## TO DO
Filter on the word "metrics": copy each matching line from the listing below.

## INFORMATION SUPPLIED
PR #180, opened 2024-04-08
Add prometheus metrics export for P2P

tuommaki:
This change adds support for prometheus metrics export via P2P protocol. Metrics are exported with `TextEncoder` and compressed with `zstd` on default compression level (`3` at the implementation time).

## YOUR SOLUTION
Add prometheus metrics export for P2P
This change adds support for prometheus metrics export via P2P protocol. Metrics are exported with `TextEncoder` and compressed with `zstd` on default compression level (`3` at the implementation time).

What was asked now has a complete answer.